Thanks in advance for the help I will be checking back often as I can while I travel. I am hoping to get this whole thing wrapped up by end of year.


----------



## tonyvdb (Sep 5, 2007)

Generally you do want to spend more money on speakers than anything else. Given that's the speakers are ultimately the item that output the sound into your room they need to be decent. That said though if you have other items in the chain that are not up to the task it won't matter how good the speakers are if you have a weak link some where else in the chain will be the deciding factor "garbage in garbage out"
A subwoofer will be something you don't want to skimp on as the bigger the better does apply here. Where soround speakers would be an area that can be cut back on in a pinch. 

As far as your going with separates over a receiver that is not really nessisary other than to get an amp for your main left and right channels and let the receiver run the rest. A receiver that comes with pre outs is a must in order to accomplish this and none of the entry or mid level receivers have them. Look for a receiver that has some weight to it as this is usually a good indication it has a beefier amplification section. (If less than 30lbs don't even go there unless it uses a class D amp section)


----------



## theJman (Mar 3, 2012)

I don't know of any established rules for spec'ing out a system, so I think you can just go with what works for you. In the end that's the only thing that really matters.

An 8K budget will get you a very nice setup.
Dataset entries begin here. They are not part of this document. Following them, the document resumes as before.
PR #1335, opened 2020-04-08
New default question word for boolean method name

alexengrig:
Add "non" boolean method name prefix to options for "**Java | Naming conventions | Boolean method name must start with question word**" inspection.
Usage example: `java.util.Objects#nonNull`.


akozlova:
Sorry for the late response.

I believe that adding a default question word would change the serialization of users profiles (where the inspection was enabled). In order to avoid that one need to write a lot of code actully, is it worth it?

alexengrig:
> Sorry for the late response.
> 
> I believe that adding a default question word would change the serialization of users profiles (where the inspection was enabled). In order to avoid that one need to write a lot of code actully, is it worth it?

This inspection is disabled by default, maybe it's not worth it. But I do not mind writing code.

akozlova:
Let's add a test first, e.g. add a test to `com.intellij.codeInspection.ex.InspectionProfileTest` which would read old default serial data
```
<inspection_tool class="BooleanMethodNameMustStartWithQuestion" enabled="true" level="WARNING" enabled_by_default="true">
      <option name="ignoreBooleanMethods" value="false" />
      <option name="ignoreInAnnotationInterface" value="true" />
      <option name="onlyWarnOnBaseMethods" value="true" />
      <option name="questionString" value="add,are,can,check,contains,could,endsWith,equals,has,is,matches,must,put,remove,shall,should,startsWith,was,were,will,would" />
    </inspection_tool>
```
perform empty modification, save profile and ensure that resulted xml is the same. 

Probably I was wrong and existing users won't see the change at all but we would have a test and that's always good.

Thanks

java/java-tests/testSrc/com/intellij/codeInspection/ex/InspectionProfileTest.java
```diff
@@ -618,6 +618,18 @@ public void testStoredMemberVisibility() throws Exception {
     assertEquals(mergedText, serialize(profile));
   }
 
+  public void testMergedBooleanMethodNameMustStartWithQuestionWithOldDefaultSerialData() throws Exception {
+    checkMergedNoChanges("<profile version=\"1.0\">\n" +
```
alexengrig, line 622: Not sure if it is correct.

alexengrig: > perform empty modification

For example such:

```java
profile.modifyProfile(model -> {});
```

alexengrig:
> perform empty modification

For example such:

```java
profile.modifyProfile(model -> {});
```

?

PR #1336, opened 2020-04-08
Fix the structureViewModel of markdown element

yaohui-wyh:
See the difference between the <kbd>FileStructure Popup</kbd> and the <kbd>Structure View</kbd>.

image

Fix the MkdElementInfo that is always expandable (set `isAlwaysShowsPlus()` return false)


TanVD:
Has been fixed in master a while ago.

PR #1337, opened 2020-04-09
Replace "Declare final" with bundle message

alexengrig:
In Java and Groovy.


akozlova:
Thanks, merged manually

PR #1338, opened 2020-04-10
Added retained and shallow sizes of classes to memory view

nikita-nazarov:


nikita-nazarov:
@bibaev , @gorrus , please take a look

nikita-nazarov:
Merged internally

PR #1339, opened 2020-04-13
Bro was found to be offensive in the Brotli algorithm

dandv:
See https://www.ghacks.net/2015/10/11/bro-file-extension-offensive-changed-to-br-instead/


TanVD:
Well, the excluded dictionary was moved to one of the internal libraries. We would consider adding this word there.

We are also working on infrastructure to report words, but right now I would recommend to use YouTrack issues for it.

PR #1341, opened 2020-04-15
Add introspections to english.dic

dandv:


YannCebron:
Thanks for your patches.

PR #1522, opened 2021-03-07
Invoke the "which mvn" using the default shell in the distro to enable finding Maven installed through SDKMAN

crramirez:
Hello,

The sdkman-init.sh script not only initializes SDKMAN but also includes in the PATH any of the installed tools like Java and Maven. This script only works with bash and zsh. It will fail if it is invoked with /bin/sh.

This addition will invoke the command which mvn using the default shell that likely will be bash or zsh. Even if the default shell is fish, it can be invoked using the bass extension.

This gives to the user the flexibility to install through SDKMAN not only Java but also Maven.

Regards


nskvortsov:
Hello and thank you for your pull request!
Could you please clean it up, so it only contains related commits?

crramirez:
Hello,

Looks like my fork is messed up. I created a new PR from another branch. 

https://github.com/JetBrains/intellij-community/pull/1524

Regards,
Carlos

PR #1523, opened 2021-03-08
[fernflower] Fix groovy.reflection.ReflectionCache: update gradle version of fernflower

ulwlu:
We can't build fernflower with JDK 14 by current version of gradle.

ss 1
ss 2

The version of gradle 6.3 or higher is required, so I fixed.

Related Issue: https://github.com/gradle/gradle/issues/10248

I signed a contribution agreement of jetbrains.


dhouck:
I've been having a lot of issues installing Fernflower and was surprised to learn it was a simple one-line change.

I did find that the latest version, 7.0, does *not* work for reasons which are probably obvious if you know more about Java development than I do.

trespasserw:
Sorry for the late reply. I'm not sure whether updating just the URL is enough - I believe scripts and the wrapper .jar should be refreshed as well.

Anyway, I just bumped the version all the way up to 7.0.

PR #1525, opened 2021-03-10
Make ReadVariableInstruction public like other InstructionBase classes

iamKunal:
Other Instruction classes inheriting `InstructionBase` are public but only ReadVariableInstruction isn't. E.g. https://github.com/JetBrains/intellij-community/blob/master/java/java-psi-impl/src/com/intellij/psi/controlFlow/WriteVariableInstruction.java#L21

### DIFF
--- a/java/java-psi-impl/src/com/intellij/psi/controlFlow/ReadVariableInstruction.java
+++ b/java/java-psi-impl/src/com/intellij/psi/controlFlow/ReadVariableInstruction.java
@@ -18,7 +18,7 @@ package com.intellij.psi.controlFlow;
 import com.intellij.psi.PsiVariable;
 import org.jetbrains.annotations.NotNull;
 
-final class ReadVariableInstruction extends SimpleInstruction {
+public final class ReadVariableInstruction extends SimpleInstruction {
   @NotNull 
   public final PsiVariable variable;
 


amaembo:
Why do you need this? Are you using these APIs from your own plugin?

iamKunal:
> Why do you need this? Are you using these APIs from your own plugin?

Yes

amaembo:
Note that it's part of 'impl' module, so you are using it at your own risk. We don't guarantee that these classes won't change.

iamKunal:
> Note that it's part of 'impl' module, so you are using it at your own risk. We don't guarantee that these classes won't change.

Yeah, I don't think that would be much of a problem. Although is there any other way to do the same?

iamKunal:
What I'm trying to do is:
From a `CodeBlock` get to all read/write instructions via the `ControlFlow`
from those read/write instructions I need both the usage (`ControlFlow.getElement(<offset>)`) and the actual variable (`ReadVariableInstruction/WriteVariableInstruction.variable`)

amaembo:
Your patch is merged, thanks:
https://github.com/JetBrains/intellij-community/commit/99c6375d04d96844fa4c636aa8a6031a0c20387e

PR #1526, opened 2021-03-14
Fixed IndexNotReadyException when supportsDumbModeFolding is false

NekoCaffeine:


JB-Dmitry:
This is not a good solution for whatever problem you're attempting to solve - the code in lambda is executed on EDT, and we're trying to offload folding regions building to a background thread here.
BTW, it would be good to have more information on the original problem - it's not quite clear from issue description.

NekoCaffeine:
Yes, I know this is not a good solution.
Merging this PR was not my intention, but it worked for me.

> and we're trying to offload folding regions building to a background thread here.

Glad to know that, if nothing else, I will close this pr.

Don't worry, I can fix this problem temporarily with a runtime bytecode transformer very simply.

PR #1530, opened 2021-03-23
add "Relative Path From Current File Directory" action to Copy Path actions

k-bespalov:
I had some times when I needed to get relative path from current file directory to some file in project
Hope, this feature will be useful
image


kradima:
@k-bespalov Thank you for the PR! This additional option may be useful for part of users but for most users, it can slightly overweight the popup. So I propose to enable it by an option in the advanced settings, that we're going to provide in the nearest releases.

k-bespalov:
> @k-bespalov Thank you for the PR! This additional option may be useful for part of users but for most users, it can slightly overweight the popup. So I propose to enable it by an option in the advanced settings, that we're going to provide in the nearest releases.
@kradima 
So should I wait for those releases and finalize my pr? Or what possibilities?

kradima:
> > @k-bespalov Thank you for the PR! This additional option may be useful for part of users but for most users, it can slightly overweight the popup. So I propose to enable it by an option in the advanced settings, that we're going to provide in the nearest releases.
> 
> @kradima
> So should I wait for those releases and finalize my pr? Or what possibilities?

I propose to wait for those releases (I believe it'll be in the nearest one), provide the option and finalize the pr.

k-bespalov:
> > > @k-bespalov Thank you for the PR! This additional option may be useful for part of users but for most users, it can slightly overweight the popup. So I propose to enable it by an option in the advanced settings, that we're going to provide in the nearest releases.
> > 
> > 
> > @kradima
> > So should I wait for those releases and finalize my pr? Or what possibilities?
> 
> I propose to wait for those releases (I believe it'll be in the nearest one), provide the option and finalize the pr.

@kradima let me know then, please

kradima:
Hi! Sorry for long response. We don't sure that it's a very popular option and would like to estimate interest in it. I created an [issue](https://youtrack.jetbrains.com/issue/IDEA-277876) to collect feedback and votes. As an alternative, create a [plugin](https://plugins.jetbrains.com/docs/intellij/getting-started.html) with the provided functionality.

Anyway, thank you for contributing!

PR #1532, opened 2021-03-29
False positive SameParameterValueInspection for vararg

nsuriadi:
[Issue](https://youtrack.jetbrains.com/issue/KT-31656)

I've made a couple of assumptions here (please correct me if I'm wrong). 
- It looks like we were avoiding `vararg` comparison. I've tried to keep the same behavior here by excluding `vararg` in positions other than the last parameter from the inspection.
- The usage processor doesn't seem to take receiver argument into account (Kotlin extension) and so I've decided omit receiver parameter from being compared against its corresponding argument. There doesn't to be a way to check if a param is a receiver through UAST, so I've opted to check its name.
- I can't seem to find a way to reliably check whether a param is a `vararg` unless its the last param. I saw this [Kotlin PSI](https://github.com/JetBrains/kotlin/blob/bbf5c4412e9264f0749cc48715af052eadda0c03/compiler/light-classes/src/org/jetbrains/kotlin/asJava/classes/ultraLightParameters.kt#L174) while debugging and was wondering whether making a change in the Kotlin plugin would be necessary for this

I've also added a test for the local inspection tool. Let me know if there are any improvements I can make here.


BartvHelvert:
Hi, thank you for your pull request. I am sorry that it took so long for us to process it.

The approach taken in this pull request is wrong, the UAST API tries to emulate the way the JVM sees the code.
The JVM can't understand `vararg` parameters that aren't positioned last in the parameter list. The way Kotlin deals with this is by passing the argument as an array.

For example:
`fun foo(vararg args: String, args1: String) { }`

Is JVM equivalent to the following Java code:
`void foo(String[] args, String args1) { }`

Problem with our current implementation is that we don't correctly retrieve the arguments that are passed into the parameter. This can fairly easily be fixed by changing `call.valueArguments.get(...)` to `call.getArgumentForParameter(...)`.

I [patched](https://github.com/JetBrains/intellij-community/commit/d34ad5345eab82d6210d5b909e39e1e031725ca2) the issue today, let me know if you have any comments.

PR #1533, opened 2021-03-30
Add Gradle version as parameter for resolvers

gavra0:
This allows resolvers to adjust Gradle init scripts
based on the version of Gradle that will run.


nskvortsov:
Please take a look at this extension: https://github.com/JetBrains/intellij-community/commit/b941254f8f6005c9281a7df7da3d2fc81cbfb441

It also gives you a lot of flexibility. Your room is just over 2800 ft^3, so it's about midsize. That means you won't need a lot to get the full HT experience.

More information will help people give you relevant suggestions though. Thing like what are your viewing habits, do you enjoy cranking it up or are you more inclined to leave the volume lower? Do you prefer a sound that's bright and air, or is that shrill for you and you'd rather have something with less presence? Are there size restrictions that would take tower speakers off the table? What about WAF (Wife Acceptance Factor), any restrictions from that angle? What about finish options? Do you tend more toward gloss paint, wood grain veneers, something else perhaps?


----------



## schrammhse (Jul 13, 2016)

Thank you for the reply Jim,

I would say I am somewhat of a syfy/comic book moive geek.(Favorite movies are the LOTR trilogy, just about anything Marvel and of course Star Trek, Star Wars (not so much episode 1 and 2) So that is what I will be watching 90% of the time. After years of being around Gas Turbines I would say I listen to things louder than most. (That is also a problem because I am sure I have lost some hearing) I also enjoy spending a some time with my XBOX ONE on first person shooters.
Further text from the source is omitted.